#### WORK INSTRUCTION:
Only the number is wanted: how many lines in the data contain "revert"?

[DATA FOR THIS EXERCISE Boundary: Start]

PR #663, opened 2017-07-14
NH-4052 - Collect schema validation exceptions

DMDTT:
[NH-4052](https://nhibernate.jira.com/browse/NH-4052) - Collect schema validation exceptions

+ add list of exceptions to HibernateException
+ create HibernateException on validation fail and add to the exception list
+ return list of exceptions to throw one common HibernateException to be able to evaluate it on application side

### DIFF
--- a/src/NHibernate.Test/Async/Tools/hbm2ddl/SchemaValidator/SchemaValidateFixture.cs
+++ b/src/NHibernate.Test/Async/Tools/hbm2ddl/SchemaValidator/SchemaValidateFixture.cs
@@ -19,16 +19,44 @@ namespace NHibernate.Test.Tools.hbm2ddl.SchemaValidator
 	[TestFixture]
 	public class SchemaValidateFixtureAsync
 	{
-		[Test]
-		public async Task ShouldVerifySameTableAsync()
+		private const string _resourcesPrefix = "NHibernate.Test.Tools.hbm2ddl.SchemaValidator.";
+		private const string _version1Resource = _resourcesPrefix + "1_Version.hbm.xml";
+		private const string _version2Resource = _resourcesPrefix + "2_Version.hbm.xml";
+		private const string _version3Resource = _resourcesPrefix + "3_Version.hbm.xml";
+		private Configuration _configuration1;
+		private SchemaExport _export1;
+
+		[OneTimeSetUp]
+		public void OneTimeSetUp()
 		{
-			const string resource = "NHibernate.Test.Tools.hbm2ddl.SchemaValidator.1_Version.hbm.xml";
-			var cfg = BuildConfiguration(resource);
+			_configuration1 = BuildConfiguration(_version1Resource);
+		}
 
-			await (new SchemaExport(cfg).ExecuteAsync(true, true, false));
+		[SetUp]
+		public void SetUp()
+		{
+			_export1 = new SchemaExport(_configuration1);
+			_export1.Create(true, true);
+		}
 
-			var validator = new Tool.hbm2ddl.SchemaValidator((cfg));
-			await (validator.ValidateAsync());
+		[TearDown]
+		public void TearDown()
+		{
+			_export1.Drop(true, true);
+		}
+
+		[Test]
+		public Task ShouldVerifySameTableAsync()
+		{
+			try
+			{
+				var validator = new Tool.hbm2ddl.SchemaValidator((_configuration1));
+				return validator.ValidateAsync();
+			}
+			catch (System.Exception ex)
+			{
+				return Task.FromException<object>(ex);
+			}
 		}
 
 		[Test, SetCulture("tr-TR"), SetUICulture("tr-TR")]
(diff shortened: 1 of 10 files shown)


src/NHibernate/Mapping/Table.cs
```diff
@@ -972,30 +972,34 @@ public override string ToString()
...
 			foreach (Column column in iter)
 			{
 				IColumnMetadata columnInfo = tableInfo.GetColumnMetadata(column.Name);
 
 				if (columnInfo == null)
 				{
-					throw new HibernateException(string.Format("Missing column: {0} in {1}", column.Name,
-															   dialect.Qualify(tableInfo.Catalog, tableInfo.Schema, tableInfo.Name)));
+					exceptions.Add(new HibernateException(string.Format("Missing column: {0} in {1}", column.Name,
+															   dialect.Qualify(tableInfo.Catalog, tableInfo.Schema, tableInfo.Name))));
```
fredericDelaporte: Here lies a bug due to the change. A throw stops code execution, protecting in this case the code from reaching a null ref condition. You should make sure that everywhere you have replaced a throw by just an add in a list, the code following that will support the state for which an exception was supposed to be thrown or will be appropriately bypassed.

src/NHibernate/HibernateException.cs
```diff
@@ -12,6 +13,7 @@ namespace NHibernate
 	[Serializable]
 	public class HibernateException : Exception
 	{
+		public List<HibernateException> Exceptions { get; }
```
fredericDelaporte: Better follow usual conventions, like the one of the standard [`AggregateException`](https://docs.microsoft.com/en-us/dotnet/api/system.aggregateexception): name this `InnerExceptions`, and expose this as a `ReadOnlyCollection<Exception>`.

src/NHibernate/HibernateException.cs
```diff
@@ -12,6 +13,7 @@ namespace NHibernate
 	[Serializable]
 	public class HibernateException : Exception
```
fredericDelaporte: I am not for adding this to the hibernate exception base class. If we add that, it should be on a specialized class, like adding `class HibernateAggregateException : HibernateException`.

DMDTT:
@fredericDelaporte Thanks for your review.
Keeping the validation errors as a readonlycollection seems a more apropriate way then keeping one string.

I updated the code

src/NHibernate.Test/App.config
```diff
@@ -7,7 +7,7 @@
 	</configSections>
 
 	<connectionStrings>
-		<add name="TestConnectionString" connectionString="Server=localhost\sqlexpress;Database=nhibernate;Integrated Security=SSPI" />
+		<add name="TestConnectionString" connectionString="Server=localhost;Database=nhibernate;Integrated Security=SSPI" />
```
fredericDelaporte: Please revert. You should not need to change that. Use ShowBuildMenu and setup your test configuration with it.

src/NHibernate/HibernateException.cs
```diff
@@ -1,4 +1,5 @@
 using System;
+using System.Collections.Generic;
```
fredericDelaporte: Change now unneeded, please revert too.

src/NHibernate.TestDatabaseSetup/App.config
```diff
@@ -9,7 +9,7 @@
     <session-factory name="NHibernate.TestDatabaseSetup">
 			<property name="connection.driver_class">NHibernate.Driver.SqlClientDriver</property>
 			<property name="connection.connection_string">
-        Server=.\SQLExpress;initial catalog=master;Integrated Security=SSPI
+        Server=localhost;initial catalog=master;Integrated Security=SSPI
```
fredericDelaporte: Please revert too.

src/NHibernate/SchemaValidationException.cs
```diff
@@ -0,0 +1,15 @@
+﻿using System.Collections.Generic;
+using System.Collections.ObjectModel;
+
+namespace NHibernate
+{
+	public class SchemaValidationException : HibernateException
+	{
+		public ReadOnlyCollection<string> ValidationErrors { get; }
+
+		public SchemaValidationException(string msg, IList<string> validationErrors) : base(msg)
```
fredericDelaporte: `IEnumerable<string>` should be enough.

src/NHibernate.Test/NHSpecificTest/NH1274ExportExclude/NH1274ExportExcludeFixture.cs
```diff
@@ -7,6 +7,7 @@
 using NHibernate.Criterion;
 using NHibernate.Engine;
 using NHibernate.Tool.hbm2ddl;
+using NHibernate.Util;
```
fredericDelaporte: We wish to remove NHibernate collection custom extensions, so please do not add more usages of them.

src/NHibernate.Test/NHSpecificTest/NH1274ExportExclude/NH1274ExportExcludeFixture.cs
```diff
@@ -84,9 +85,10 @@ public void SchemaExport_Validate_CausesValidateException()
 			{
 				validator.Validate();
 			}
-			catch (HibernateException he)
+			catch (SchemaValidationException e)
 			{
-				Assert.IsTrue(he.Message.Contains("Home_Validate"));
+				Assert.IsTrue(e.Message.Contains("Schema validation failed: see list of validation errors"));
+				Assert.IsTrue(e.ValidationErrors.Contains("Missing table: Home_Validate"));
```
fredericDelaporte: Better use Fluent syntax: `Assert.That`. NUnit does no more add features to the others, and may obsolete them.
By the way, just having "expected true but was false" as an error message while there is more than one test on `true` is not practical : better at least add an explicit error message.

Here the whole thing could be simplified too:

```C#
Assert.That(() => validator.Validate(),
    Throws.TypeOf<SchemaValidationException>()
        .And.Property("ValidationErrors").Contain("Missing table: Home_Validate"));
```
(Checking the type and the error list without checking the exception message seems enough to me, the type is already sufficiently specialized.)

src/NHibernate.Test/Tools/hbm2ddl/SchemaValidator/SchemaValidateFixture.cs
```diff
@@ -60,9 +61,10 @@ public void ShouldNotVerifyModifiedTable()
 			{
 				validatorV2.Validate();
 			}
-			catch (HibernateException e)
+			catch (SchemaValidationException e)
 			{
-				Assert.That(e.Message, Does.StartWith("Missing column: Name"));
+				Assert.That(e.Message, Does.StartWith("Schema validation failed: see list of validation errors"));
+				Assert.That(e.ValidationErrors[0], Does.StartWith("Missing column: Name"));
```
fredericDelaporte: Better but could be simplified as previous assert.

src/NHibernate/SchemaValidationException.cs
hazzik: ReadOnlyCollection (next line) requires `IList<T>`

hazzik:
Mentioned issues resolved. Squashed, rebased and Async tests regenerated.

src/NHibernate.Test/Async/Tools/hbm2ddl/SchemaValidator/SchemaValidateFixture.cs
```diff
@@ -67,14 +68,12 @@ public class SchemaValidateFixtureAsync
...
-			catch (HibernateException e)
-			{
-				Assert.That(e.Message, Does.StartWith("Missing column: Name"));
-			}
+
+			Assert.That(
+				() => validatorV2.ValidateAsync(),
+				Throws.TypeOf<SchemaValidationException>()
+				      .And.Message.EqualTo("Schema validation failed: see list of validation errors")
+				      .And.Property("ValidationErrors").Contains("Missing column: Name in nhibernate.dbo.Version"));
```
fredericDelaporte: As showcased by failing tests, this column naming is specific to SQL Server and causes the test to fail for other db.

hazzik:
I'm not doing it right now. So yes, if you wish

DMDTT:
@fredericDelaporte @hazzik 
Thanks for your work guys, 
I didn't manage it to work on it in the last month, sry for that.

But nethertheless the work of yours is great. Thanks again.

[DATA FOR THIS EXERCISE Boundary: End]

#### TASK SOLUTION:
3